Top of RECORDS FOR THE TASK

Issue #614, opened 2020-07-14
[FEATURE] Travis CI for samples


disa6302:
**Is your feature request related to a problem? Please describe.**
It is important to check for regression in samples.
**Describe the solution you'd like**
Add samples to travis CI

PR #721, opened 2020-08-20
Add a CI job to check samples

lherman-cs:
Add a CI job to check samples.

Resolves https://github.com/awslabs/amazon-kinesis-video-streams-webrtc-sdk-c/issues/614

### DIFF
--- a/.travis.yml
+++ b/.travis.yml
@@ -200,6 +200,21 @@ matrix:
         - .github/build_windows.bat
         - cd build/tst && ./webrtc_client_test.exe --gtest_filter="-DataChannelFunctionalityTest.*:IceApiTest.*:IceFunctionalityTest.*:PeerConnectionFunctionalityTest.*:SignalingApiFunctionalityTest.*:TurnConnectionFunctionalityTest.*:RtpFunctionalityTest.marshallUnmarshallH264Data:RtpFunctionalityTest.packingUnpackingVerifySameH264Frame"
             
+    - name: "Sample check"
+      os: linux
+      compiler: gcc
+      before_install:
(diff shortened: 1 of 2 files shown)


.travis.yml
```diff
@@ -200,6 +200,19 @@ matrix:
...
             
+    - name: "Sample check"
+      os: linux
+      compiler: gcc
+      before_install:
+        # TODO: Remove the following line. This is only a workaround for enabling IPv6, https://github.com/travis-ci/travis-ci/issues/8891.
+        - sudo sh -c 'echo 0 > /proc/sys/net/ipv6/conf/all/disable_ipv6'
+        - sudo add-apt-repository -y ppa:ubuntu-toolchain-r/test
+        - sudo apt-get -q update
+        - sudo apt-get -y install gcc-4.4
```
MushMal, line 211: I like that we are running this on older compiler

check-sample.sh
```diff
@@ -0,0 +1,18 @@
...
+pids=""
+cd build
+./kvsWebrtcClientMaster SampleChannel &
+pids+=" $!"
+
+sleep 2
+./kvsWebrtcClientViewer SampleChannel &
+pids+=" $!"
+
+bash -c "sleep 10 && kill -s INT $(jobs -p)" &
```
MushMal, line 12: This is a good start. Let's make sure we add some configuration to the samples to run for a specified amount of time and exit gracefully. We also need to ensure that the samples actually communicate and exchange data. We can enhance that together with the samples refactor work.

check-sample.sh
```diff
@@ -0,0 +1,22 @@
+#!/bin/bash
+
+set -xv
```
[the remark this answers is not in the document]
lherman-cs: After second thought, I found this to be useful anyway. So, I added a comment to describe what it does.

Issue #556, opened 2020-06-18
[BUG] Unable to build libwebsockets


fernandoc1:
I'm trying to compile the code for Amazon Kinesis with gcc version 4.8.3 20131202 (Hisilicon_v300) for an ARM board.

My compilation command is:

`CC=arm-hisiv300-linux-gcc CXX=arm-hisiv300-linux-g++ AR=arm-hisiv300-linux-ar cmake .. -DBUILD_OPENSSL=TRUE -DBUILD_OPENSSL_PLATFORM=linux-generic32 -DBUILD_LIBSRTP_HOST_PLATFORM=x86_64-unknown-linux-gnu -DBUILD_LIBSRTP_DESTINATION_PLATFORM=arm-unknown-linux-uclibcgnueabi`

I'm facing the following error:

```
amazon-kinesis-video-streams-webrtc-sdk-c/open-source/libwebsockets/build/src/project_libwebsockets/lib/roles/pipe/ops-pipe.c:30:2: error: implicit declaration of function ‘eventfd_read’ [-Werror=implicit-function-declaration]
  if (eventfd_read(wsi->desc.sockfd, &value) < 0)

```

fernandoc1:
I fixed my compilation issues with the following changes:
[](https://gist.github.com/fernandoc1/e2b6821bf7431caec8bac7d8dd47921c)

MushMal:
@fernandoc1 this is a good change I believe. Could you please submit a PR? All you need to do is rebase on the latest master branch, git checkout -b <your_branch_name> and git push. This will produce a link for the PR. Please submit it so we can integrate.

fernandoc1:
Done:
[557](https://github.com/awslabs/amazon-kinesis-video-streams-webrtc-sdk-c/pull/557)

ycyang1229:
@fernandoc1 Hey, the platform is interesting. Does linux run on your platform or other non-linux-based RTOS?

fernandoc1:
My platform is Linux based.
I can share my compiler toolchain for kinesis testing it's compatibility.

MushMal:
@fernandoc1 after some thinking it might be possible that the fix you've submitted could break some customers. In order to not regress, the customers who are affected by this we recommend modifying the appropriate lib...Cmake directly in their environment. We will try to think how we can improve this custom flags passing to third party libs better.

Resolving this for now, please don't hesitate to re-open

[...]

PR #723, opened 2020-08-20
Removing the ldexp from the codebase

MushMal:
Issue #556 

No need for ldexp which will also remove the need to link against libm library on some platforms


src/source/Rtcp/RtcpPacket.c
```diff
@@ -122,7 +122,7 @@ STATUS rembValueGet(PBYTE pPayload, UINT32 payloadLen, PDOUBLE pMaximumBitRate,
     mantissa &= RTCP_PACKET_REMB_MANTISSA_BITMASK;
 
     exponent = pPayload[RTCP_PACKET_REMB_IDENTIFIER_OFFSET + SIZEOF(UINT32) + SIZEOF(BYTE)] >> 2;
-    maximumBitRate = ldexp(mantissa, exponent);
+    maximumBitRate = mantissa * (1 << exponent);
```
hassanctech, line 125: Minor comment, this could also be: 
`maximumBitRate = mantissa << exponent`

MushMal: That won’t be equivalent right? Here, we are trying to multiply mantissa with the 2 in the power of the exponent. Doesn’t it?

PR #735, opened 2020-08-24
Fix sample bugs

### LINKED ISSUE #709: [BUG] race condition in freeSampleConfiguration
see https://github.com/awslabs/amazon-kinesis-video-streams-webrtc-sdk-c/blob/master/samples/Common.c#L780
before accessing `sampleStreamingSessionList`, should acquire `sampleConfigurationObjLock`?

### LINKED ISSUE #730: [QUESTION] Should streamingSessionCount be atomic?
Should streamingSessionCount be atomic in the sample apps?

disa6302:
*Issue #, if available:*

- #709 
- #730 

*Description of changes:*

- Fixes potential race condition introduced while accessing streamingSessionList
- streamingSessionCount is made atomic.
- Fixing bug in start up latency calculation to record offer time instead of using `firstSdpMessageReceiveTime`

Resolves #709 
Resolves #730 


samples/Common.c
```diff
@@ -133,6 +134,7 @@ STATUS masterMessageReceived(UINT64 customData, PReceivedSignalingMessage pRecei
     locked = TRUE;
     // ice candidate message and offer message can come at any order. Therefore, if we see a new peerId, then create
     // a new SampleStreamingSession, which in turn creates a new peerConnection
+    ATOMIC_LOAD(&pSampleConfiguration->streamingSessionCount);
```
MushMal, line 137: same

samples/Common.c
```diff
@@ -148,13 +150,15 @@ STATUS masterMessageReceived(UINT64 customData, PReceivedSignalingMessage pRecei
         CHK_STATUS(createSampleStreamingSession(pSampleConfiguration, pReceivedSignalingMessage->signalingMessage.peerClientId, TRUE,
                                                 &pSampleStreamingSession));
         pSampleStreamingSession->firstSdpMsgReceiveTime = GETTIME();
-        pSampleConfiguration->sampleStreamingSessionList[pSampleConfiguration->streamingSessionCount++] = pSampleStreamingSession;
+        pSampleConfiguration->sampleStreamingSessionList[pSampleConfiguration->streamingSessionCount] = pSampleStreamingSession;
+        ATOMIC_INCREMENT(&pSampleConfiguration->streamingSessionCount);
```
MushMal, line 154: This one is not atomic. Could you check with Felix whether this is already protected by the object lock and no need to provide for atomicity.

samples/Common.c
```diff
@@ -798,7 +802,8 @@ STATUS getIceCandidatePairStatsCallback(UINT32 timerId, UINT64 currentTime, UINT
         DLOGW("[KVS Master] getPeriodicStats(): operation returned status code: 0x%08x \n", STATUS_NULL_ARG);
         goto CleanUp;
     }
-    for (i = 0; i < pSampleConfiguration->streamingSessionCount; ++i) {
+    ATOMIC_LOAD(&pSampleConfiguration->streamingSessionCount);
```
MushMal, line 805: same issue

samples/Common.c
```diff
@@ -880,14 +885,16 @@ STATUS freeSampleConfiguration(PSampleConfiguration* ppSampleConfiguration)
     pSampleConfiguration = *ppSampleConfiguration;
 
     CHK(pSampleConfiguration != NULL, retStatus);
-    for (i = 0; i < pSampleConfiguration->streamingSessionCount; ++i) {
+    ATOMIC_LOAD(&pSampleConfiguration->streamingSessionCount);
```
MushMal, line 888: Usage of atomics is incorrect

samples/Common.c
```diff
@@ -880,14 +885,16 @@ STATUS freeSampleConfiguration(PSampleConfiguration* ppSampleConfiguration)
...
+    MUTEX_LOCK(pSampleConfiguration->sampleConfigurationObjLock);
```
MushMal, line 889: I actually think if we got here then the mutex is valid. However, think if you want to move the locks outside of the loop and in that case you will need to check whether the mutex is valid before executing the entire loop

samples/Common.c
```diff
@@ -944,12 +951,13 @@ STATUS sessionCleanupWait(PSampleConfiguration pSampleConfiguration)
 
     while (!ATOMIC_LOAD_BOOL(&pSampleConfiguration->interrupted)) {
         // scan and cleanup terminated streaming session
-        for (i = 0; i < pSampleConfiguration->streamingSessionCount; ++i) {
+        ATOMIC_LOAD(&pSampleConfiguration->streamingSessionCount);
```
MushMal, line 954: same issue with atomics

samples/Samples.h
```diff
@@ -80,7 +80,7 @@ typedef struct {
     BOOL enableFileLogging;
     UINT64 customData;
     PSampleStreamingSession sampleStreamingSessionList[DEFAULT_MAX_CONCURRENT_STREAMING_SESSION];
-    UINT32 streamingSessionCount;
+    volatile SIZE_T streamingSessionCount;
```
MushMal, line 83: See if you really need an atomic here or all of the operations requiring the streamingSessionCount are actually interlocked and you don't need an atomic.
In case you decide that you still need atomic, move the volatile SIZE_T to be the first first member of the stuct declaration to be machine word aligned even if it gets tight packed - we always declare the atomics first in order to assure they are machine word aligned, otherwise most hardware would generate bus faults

Bottom of RECORDS FOR THE TASK
Top of RECORDS FOR THE TASK

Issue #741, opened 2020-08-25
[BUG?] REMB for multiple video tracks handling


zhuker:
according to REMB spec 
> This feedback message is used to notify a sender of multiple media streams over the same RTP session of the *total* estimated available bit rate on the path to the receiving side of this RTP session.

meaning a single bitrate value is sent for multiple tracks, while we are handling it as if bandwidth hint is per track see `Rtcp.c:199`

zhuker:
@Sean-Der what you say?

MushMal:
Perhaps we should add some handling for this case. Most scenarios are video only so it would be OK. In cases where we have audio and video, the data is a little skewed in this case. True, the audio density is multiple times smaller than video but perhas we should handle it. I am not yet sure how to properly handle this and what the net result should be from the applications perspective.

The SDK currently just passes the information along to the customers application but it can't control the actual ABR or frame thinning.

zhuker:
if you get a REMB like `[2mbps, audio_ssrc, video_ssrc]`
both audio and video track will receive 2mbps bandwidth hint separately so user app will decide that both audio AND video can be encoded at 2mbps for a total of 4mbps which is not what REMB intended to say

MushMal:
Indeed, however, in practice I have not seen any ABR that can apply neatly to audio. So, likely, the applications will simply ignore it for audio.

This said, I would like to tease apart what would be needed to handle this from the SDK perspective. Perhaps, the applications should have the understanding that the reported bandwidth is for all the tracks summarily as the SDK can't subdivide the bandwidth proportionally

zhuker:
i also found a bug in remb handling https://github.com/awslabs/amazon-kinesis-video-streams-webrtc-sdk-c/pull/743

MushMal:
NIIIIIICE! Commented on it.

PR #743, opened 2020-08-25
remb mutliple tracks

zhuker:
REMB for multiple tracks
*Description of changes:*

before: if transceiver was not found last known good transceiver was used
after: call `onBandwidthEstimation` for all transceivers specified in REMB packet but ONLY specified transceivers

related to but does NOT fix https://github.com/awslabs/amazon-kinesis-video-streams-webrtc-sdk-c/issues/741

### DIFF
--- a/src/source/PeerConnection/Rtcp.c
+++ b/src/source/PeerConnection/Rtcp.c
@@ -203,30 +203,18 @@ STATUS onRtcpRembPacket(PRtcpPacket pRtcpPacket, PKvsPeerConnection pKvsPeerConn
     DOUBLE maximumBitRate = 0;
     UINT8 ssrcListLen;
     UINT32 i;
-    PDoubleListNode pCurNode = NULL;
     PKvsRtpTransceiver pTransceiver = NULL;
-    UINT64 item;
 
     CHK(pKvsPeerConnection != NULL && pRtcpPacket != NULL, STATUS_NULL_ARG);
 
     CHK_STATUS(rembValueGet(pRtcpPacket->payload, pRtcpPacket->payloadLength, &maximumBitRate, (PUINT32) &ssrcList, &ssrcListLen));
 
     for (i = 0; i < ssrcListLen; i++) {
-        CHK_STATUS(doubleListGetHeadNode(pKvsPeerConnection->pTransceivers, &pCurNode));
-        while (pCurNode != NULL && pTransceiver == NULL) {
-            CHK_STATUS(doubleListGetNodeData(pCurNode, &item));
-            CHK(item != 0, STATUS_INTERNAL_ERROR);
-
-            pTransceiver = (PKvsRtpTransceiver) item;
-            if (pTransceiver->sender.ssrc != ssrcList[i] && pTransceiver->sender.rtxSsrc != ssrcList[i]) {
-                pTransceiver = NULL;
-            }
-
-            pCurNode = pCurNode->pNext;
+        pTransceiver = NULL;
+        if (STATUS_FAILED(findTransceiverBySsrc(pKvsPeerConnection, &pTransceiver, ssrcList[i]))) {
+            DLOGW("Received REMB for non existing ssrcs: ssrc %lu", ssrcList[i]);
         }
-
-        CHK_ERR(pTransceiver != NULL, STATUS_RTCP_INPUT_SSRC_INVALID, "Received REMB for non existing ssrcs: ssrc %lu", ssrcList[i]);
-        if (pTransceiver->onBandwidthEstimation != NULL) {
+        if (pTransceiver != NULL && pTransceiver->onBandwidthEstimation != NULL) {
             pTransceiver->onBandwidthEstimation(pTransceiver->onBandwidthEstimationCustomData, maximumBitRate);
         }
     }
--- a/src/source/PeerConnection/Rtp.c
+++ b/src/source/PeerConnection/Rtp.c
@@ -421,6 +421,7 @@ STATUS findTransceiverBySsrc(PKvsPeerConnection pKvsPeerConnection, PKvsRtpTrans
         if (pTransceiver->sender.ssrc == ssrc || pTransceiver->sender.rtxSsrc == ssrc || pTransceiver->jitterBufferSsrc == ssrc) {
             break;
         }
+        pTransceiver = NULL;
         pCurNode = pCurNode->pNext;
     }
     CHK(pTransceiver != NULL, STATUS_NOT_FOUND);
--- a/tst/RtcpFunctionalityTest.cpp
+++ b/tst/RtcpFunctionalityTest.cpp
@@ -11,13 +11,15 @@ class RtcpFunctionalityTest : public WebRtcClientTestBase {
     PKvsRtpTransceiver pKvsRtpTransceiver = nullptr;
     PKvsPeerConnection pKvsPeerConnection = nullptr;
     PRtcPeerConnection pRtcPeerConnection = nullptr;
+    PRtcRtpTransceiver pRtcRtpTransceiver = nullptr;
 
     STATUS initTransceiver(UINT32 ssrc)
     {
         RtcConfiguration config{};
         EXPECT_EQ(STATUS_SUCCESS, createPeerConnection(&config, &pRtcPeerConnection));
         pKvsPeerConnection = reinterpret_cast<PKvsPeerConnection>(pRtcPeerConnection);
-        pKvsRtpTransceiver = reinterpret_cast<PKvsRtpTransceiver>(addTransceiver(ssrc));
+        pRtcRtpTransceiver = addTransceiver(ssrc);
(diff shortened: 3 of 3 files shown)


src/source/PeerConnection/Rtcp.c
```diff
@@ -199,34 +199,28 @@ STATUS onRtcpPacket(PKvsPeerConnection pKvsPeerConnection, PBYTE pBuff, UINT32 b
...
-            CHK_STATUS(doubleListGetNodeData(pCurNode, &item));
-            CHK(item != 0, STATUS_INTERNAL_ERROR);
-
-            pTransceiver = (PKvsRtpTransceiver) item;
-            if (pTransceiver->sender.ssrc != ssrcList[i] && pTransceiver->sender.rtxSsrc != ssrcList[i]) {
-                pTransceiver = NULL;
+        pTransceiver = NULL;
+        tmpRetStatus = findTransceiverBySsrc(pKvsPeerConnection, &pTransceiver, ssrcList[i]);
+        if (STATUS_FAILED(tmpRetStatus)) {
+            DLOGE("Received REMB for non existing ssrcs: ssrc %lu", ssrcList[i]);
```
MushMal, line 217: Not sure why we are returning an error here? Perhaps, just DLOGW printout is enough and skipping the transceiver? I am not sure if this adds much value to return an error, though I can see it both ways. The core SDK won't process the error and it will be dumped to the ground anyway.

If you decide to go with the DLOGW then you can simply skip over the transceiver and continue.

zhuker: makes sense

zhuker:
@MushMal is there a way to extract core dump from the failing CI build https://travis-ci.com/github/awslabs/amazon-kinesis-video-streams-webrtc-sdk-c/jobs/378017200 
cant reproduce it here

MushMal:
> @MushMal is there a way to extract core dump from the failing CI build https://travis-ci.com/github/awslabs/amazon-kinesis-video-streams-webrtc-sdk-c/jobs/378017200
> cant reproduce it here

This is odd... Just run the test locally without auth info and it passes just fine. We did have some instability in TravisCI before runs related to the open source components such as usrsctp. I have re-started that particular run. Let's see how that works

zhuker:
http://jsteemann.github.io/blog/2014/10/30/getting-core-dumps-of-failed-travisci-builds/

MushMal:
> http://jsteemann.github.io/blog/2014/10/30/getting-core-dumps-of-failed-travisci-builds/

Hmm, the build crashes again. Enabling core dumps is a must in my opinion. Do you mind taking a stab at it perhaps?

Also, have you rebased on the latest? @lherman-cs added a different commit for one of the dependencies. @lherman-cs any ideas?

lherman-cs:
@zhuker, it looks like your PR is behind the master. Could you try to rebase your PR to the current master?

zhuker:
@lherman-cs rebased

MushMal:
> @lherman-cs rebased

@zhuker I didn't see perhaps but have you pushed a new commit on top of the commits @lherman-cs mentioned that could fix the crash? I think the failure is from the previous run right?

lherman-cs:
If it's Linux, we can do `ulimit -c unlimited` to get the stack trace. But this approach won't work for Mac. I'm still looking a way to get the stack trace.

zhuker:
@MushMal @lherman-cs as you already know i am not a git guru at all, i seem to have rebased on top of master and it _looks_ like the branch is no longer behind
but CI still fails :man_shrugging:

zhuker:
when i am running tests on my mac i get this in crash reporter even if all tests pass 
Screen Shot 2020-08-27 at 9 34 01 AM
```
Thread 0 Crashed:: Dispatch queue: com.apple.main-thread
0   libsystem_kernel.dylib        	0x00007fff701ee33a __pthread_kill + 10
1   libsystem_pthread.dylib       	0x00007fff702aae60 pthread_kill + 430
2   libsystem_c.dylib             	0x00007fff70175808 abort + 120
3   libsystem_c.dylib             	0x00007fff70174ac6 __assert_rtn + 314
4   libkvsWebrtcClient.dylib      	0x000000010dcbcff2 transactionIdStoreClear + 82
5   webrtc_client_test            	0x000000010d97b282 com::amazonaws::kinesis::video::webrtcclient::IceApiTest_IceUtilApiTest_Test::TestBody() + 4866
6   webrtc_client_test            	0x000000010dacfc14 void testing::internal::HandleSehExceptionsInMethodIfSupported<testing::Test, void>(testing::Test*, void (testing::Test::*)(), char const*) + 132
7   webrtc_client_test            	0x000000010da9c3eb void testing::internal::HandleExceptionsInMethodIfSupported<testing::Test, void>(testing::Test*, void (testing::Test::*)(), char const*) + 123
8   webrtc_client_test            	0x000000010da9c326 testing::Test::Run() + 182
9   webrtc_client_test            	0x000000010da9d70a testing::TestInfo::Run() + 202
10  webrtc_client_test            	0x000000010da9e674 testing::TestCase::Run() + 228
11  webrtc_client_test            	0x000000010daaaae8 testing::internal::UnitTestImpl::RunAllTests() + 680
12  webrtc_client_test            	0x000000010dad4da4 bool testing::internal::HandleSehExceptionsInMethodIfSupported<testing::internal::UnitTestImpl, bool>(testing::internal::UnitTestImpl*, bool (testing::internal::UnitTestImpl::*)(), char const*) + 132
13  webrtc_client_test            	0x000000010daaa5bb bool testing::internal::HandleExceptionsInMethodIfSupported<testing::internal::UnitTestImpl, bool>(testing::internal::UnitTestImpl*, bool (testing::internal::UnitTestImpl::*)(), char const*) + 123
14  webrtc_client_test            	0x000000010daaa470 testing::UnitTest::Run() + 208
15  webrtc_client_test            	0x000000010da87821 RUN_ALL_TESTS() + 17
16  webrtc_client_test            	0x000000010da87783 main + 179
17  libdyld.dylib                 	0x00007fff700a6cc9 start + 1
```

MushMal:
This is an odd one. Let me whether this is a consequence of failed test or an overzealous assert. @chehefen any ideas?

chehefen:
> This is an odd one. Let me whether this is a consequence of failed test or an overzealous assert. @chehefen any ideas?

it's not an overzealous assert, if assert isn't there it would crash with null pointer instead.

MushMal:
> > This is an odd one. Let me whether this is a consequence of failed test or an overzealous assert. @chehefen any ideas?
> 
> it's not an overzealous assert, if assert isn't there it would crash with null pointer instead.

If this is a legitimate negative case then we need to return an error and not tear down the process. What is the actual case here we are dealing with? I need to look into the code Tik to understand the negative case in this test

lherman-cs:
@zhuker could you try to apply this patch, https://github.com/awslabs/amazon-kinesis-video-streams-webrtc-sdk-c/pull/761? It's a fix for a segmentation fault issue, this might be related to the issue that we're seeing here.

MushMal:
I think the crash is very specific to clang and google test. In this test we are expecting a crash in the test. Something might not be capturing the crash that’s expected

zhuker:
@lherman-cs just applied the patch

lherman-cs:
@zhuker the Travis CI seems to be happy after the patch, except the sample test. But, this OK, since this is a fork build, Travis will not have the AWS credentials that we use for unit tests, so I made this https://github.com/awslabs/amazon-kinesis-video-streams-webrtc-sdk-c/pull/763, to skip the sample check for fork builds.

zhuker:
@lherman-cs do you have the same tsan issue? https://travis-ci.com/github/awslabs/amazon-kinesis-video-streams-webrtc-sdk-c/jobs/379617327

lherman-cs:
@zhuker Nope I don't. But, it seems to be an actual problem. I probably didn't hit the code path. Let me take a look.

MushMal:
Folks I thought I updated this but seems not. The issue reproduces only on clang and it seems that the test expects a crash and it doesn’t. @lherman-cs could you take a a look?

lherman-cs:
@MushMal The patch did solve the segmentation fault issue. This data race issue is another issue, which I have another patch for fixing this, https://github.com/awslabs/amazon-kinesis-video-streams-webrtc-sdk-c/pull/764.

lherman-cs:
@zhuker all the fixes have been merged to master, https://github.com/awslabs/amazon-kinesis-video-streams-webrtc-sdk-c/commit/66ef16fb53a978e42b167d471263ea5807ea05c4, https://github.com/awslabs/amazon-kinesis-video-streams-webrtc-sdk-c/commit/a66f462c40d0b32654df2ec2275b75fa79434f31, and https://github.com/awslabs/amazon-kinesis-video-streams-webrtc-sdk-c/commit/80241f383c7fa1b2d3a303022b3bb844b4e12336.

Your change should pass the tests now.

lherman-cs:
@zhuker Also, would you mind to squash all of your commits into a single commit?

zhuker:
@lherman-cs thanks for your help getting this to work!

Bottom of RECORDS FOR THE TASK

*WHAT IS NEEDED*. Report each line of the records that holds the word "commit".

*ANSWER SPACE*.
Also, have you rebased on the latest? @lherman-cs added a different commit for one of the dependencies. @lherman-cs any ideas?
@zhuker I didn't see perhaps but have you pushed a new commit on top of the commits @lherman-cs mentioned that could fix the crash? I think the failure is from the previous run right?
@zhuker all the fixes have been merged to master, https://github.com/awslabs/amazon-kinesis-video-streams-webrtc-sdk-c/commit/66ef16fb53a978e42b167d471263ea5807ea05c4, https://github.com/awslabs/amazon-kinesis-video-streams-webrtc-sdk-c/commit/a66f462c40d0b32654df2ec2275b75fa79434f31, and https://github.com/awslabs/amazon-kinesis-video-streams-webrtc-sdk-c/commit/80241f383c7fa1b2d3a303022b3bb844b4e12336.
@zhuker Also, would you mind to squash all of your commits into a single commit?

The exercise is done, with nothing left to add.